Wipers from Russia’s most cut-throat hackers rain destruction on Ukraine

📊 Technology News Analysis: Our editorial team has analyzed recent developments from arstechnica.com in the Technology sector. This report covers key insights related to cloud computing, software solutions, enterprise software and emerging industry trends that professionals should monitor closely.

Industry observers in Technology are monitoring emerging trends closely. One of the world’s most ruthless and advanced hacking groups, the Russian state-controlled Sandworm, launched a series of destructive cyberattacks in the country’s ongoing war against neighboring Ukraine, researchers reported Thursday. Sources indicate that in April, the group targeted a Ukrainian university with two wipers, a form of malware that aims to permanently destroy sensitive data and often the infrastructure storing it. One wiper, tracked under the name Sting, targeted fleets of Windows computers by scheduling a task named DavaniGulyashaSdeshka, a phrase derived from Russian slang that loosely translates to “eat some goulash,” researchers from ESET stated.
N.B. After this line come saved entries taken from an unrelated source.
PR #628, opened 2018-07-20
chore(dates): replace date-fns with luxon

tomru:
In preparation for https://github.com/BrandwatchLtd/axiom/pull/614 replace `date-fns` with [luxon](https://github.com/moment/luxon/blob/master/changelog.md).

luxon supports ISO 8601 durations and intervals which is needed for #614


packages/axiom-components/src/DatePicker/utils.js
```diff
@@ -1,30 +1,18 @@
...
-  startOfMonth,
-} from 'date-fns';
+import { DateTime } from 'luxon';
+
+const { fromJSDate } = DateTime;
 
 export const buildMonthGrid = (date) => {
-  const startMonth = setHours(startOfMonth(date), 12);
-  const startDay = getDay(startMonth) === 0 ? 6 : getDay(startMonth) - 1;
+  const startMonth = fromJSDate(date).startOf('month').set({ hours: 12 });
```
HHogg: cc @stefanpearson as he queried the setting hours to 12 before. IIRC it was the case of just ignoring hours all together and passing around timezone-_less_ date strings.... but not blocking this if it's a pain to sort out now.

tomru: Discussed with @stefanpearson - this seems odd to both of us. We don't see a reason to change set the hours to 12. Removing this...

The other wiper is tracked as Zerlot. A not-so-common target
Then, in June and September, Sandworm unleashed multiple wiper variants against a host of Ukrainian critical infrastructure targets, including organizations active in government, energy, and logistics. According to reports that the targets have long been in the crosshairs of Russian hackers.
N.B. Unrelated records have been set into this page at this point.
PR #630, opened 2018-07-24
Remove default color from tip

MariamBashir:
- This PR removes the default color from the tip. This introduced a bug into all components that were using Context. 

Here's the deploy branch. : https://5b572ad2e39e7c1d2253a11c--affectionate-mcclintock-42eb2e.netlify.com/


HHogg:
Thanks for fixing this @MariamBashir ... would you mind labelling the commit as a `fix` so it gets the correct version bump and also rebasing against master... not sure what those merge commits will do to the semantic version.

MariamBashir:
@HHogg I updated the commit message and i pulled from master just before creating this branch.Not sure why i would need to do that again ?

There was, however, a fourth, less common target—organizations in Ukraine’s grain industry. “Although all four have previously been documented as targets of wiper attacks at some point since 2022, the grain sector stands out as a not-so-frequent target,” ESET stated. “Considering that grain export remains one of Ukraine’s main sources of revenue, such targeting likely reflects an attempt to weaken the country’s war economy.”
Wipers have been a favorite tool of Russian hackers since at least 2012, with the spreading of the NotPetya worm. The self-replicating malware originally targeted Ukraine, but eventually caused international chaos when it spread globally in a matter of hours.

The worm resulted in tens of billions of dollars in financial damages after it shut down thousands of organizations, many for days or weeks. In 2016 and 2017, Sandworm took out parts of Ukraine’s electricity grid using destructive malware that shares some of the same traits as wipers. The outages left many Ukrainians without heat during the dead of winter.
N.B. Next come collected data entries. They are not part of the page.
PR #632, opened 2018-07-27
fix(InputWrapper) Using 'node' prop-type for label prop in InputWrapper.

SeaOfTea:


lpoulter:
Can you add some description, what the idea here? What other types of label would you be setting?

SeaOfTea:
Hey @lpoulter , yeah sorry. I did have some description in here, but realised it was a link to invision, and as axiom is a public repo I wasn't 100% sure it was a good idea to have it in the description. Was in a rush so just removed the description altogether. The reasoning for this PR is that a design requires a clickable link that will change some state (in my case hiding a textarea).

screen shot 2018-07-27 at 16 06 31

I hadn't thought about possibly using oneOf, maybe `oneOf([PropTypes.object, PropTypes.string])` ?

pmsorhaindo:
I think `oneOf([PropTypes.string, PropTypes.node])` is what's needed here.

packages/axiom-components/src/Form/InputWrapper.js
```diff
@@ -15,7 +15,7 @@ export default class InputWrapper extends Component {
   static propTypes = {
     children: PropTypes.node,
     isTarget: PropTypes.bool,
-    label: PropTypes.string,
+    label: PropTypes.any,
```
HHogg: `PropTypes.node` as it would cover strings and React elements.

SeaOfTea:
Have updated this PR to use `node` instead of `any`.

PR #634, opened 2018-07-31
chore(CI): fail build when publishing packages fails

tomru:
@HHogg as discussed, this should fail the build when publishing packages fails for some reason...


tomru:
Before we merge this the NPM token should be fixed though...

tomru:
closing for now until the work on publishing is done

More recently, researchers have tied the Kremlin to more than a dozen other wipers in attacks targeting Ukraine. One in 2022 took out 10,000 satellite modems in Ukraine. Another in 2022 struck a TV station in Kyiv. Other recent wiper attacks by Russian state hackers include one tracked as WhisperGate on Ukrainian government and IT sector networks, as well as another targeting hundreds of similar Ukrainian organizations.

Not all of the attacks have been attributed to Sandworm, a group that has been active for nearly two decades and is a part of the GRU, Russia’s military intelligence unit. In some cases, the wipers were spread by groups working for other arms of the Russian government. ESET said it has observed similar attacks by those groups again this year. As previously reported, one group, which ESET identified as RomCom, exploited a zero-day in the WinRar file compression utility in attacks that installed malware on Ukrainian targets.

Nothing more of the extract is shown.